The Sample Complexity of Approximate Rejection Sampling with Applications to Smoothed Online Learning

TL;DR

This paper investigates the sample complexity of approximate rejection sampling, establishing bounds based on f-divergence, and applies these insights to smoothed online learning and importance sampling, revealing new theoretical guarantees.

Contribution

It extends the understanding of rejection sampling by characterizing optimal total variation bounds for general distributions and applies these results to online learning and importance sampling.

Findings

Optimal total variation distance scales as D/f'(n)
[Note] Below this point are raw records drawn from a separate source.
Issue #2051, opened 2015-04-15
[Jasmine 2] Results of assertions are not getting added in protractor json output file


Raghulraj:
Hi,

I am using "resultJsonOutputFile" to write my test results in json format. Recently i have migrated to Jasmine2.0, but after that, assertions results are always empty in the json output.

eg below:

[
  {
    "description": "my_test",
    "assertions": [],
    "duration": 6811
  }
]

I have tried upgrading jasmine-expect 2.0.0-beta1 , but still getting same result.

juliemr:
We have many tests that use jasmine2 and resultJsonOutputFile, so this is nota  general issue. I'm not familiar with the `jasmine-expect` module, but that may be causing your issues.

If you can create a reproducible example that shows your problem, please feel free to open up a new issue. Otherwise, I'm closing as not reproducible.

Raghulraj:
Hi Julie Ralph,

The issue was with assertions for only passed test cases. failed cases are perfectly fine. Before adding Jasmine2 as framework in config, i used to get assertions results for passed ones too. eg: below
```
[
    {
        "description": "test1",
        "assertions": [
            {
                "passed": true
            }
        ],
        "duration": 43041
    }
]
```
But after adding framework: jasmine2, the resultjsonoutput looks like this.
```
[
    {
        "description": "test1",
        "assertions": [],
        "duration": 12251
    },
    {
        "description": "test2",
        "assertions": [
            {
                "passed": false,
                "errorMsg": "Failed: No element found using locator: By.cssSelector(\".search-box-desktop1\")",
                "stackTrace": "Error: Failed: No element found using locator: By.cssSelector"
            }
        ],
        "duration": 14724
    }
]
```
Only changes I have added is framework change in config. So I am confused with output now.

juliemr:
That's true, there is an inconsistency here. Jasmine2 has a different system for what gets passed to reporters, so the output has changed slightly. I'll make an update, but is there any reason this is a problem? No assertions means everything passes.

Raghulraj:
Thanks @juliemr for the quick fix. I had written an custom reporter for my test executions that relies on assertions. I have considered no assertions  as invalid test cases. So i need to have assertion results in the result output.

PR #2055, opened 2015-04-16
fix(jasmine2): be consistent about passing assertions in output JSON

juliemr:
See #2051


sjelin:
Merged in at https://github.com/angular/protractor/commit/815ff5d092c8dda88e2a1d4c5c80f66bf20892fa

PR #2067, opened 2015-04-20
Return a promise that handles errors in protractor.get

wiggzz:
If an error occurs during the protractor.get() call, that error cannot be handled.  This is an issue if you want to do cleanup after a failed test, for example.

This change ensures that on failure of any of the calls in protractor.get(), the returned promise will be resolved with an error, rather than the error not being handled.


wiggzz:
CLA is now signed.

sjelin:
Merged in at 7b96db0

PR #2070, opened 2015-04-20
(cucumber) process no-snippets param for cucumber framework

karthiktv006:


karthiktv006:
I signed it!

karthiktv006:
I signed again.

sjelin:
The issue is that the email address of author of the commits is not the same as that of your github account.  If you could sign with whatever email the commits were authored with that would be ideal, but just confirming that you are, in fact, the author would be sufficient.

sjelin:
Merged in at e18d499

PR #2089, opened 2015-04-27
chore(docs): specify that the console plugin only works on chrome

### LINKED ISSUE #2058: Console plugin does not fail on error on Firefox
I'm trying to use the console plugin with Firefox and it seems to work only partially. The only thing that works is logs filtering (the `exclude` option), but none of `failOnError`, `failOnWarning` doesn't seem to work properly, they work when I tested on Chrome.

sjelin:
Closes #2058


juliemr:
LGTM

sjelin:
Merged in at b57f242

PR #2090, opened 2015-04-27
bug(locators): excapt query in byExactBinding

### LINKED ISSUE #1918: exactBinding fails to locate bindings which contain certain characters
bindings which use characters that have special meaning in regular expressions will fail to work in By.exactBinding - the binding needs to be escaped before matching. It is deceiving because of the way you have the argument described:

```javascript
@param {string} binding The binding, e.g. {{cat.name}}.
```

Example: 
```html
<span>{{ vehicle.garagingTerritory.name() }}</span>
```

passing in 'vehicle.garagingTerritory.name()' to By.exactBinding will not match the element. You must at least escape the parenthesis. I would suggest escaping all of the input automatically, or adjusting the documentation to describe when the user needs to escape the input themselves.

Thanks

sjelin:
See http://stackoverflow.com/q/3561711

Closes #1918

### DIFF
--- a/lib/clientsidescripts.js
+++ b/lib/clientsidescripts.js
@@ -72,7 +72,10 @@ functions.findBindings = function(binding, exactMatch, using, rootSelector) {
     if (dataBinding) {
       var bindingName = dataBinding.exp || dataBinding[0].exp || dataBinding;
       if (exactMatch) {
-        var matcher = new RegExp('({|\\s|^|\\|)' + binding + '(}|\\s|$|\\|)');
+        var matcher = new RegExp('({|\\s|^|\\|)' +
+            // See http://stackoverflow.com/q/3561711
+            binding.replace(/[\-\[\]\/\{\}\(\)\*\+\?\.\\\^\$\|]/g, "\\$&") +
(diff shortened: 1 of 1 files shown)


bootstraponline:
:+1:

lib/clientsidescripts.js
```diff
@@ -72,7 +72,10 @@ functions.findBindings = function(binding, exactMatch, using, rootSelector) {
     if (dataBinding) {
       var bindingName = dataBinding.exp || dataBinding[0].exp || dataBinding;
       if (exactMatch) {
-        var matcher = new RegExp('({|\\s|^|\\|)' + binding + '(}|\\s|$|\\|)');
+        var matcher = new RegExp('({|\\s|^|\\|)' +
+            // See http://stackoverflow.com/q/3561711
```
juliemr: Single line comments inside client side scripts can screw things up - see the note at the top of this file. Make this `/* */` style.

juliemr:
One comment, then LGTM.

sjelin:
Merged in at 3cded9b

PR #2670, opened 2015-11-04
feat(ElementArrayFinder#get): Implemented ability to pass promise

### LINKED ISSUE #2646: Allow promise to be passed to ElementArrayFinder#get
For example I have tabs and I want access tab content by tab name. In this case I need to: 
```js
index = element.all(by.css).getText().then((names) =>{
  return names.indexOf(tabName);
});

tabContent = element.all(by.css).get(index)
```
Also this one is inconsistent with `sendKeys` which accepts promise as a parameter

stalniy:
It fixes #2646


sjelin:
Merged in with a40a4ba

Recent online learning guarantees hold under relaxed divergence constraints

Importance sampling efficacy is compared with rejection sampling

Abstract

Suppose we are given access to $n$ independent samples from distribution $\mu$ and we wish to output one of them with the goal of making the output distributed as close as possible to a target distribution $\nu$. In this work we show that the optimal total variation distance as a function of $n$ is given by $\tilde\Theta(\frac{D}{f'(n)})$ over the class of all pairs $\nu,\mu$ with a bounded $f$-divergence $D_f(\nu\|\mu)\leq D$. Previously, this question was studied only for the case when the Radon-Nikodym derivative of $\nu$ with respect to $\mu$ is uniformly bounded. We then consider an application in the seemingly very different field of smoothed online learning, where we show that recent results on the minimax regret and the regret of oracle-efficient algorithms still hold even under relaxed constraints on the adversary (to have bounded $f$-divergence, as opposed to bounded Radon-Nikodym derivative). Finally, we also study efficacy of importance sampling for mean estimates uniform over a function class and compare importance sampling with rejection sampling.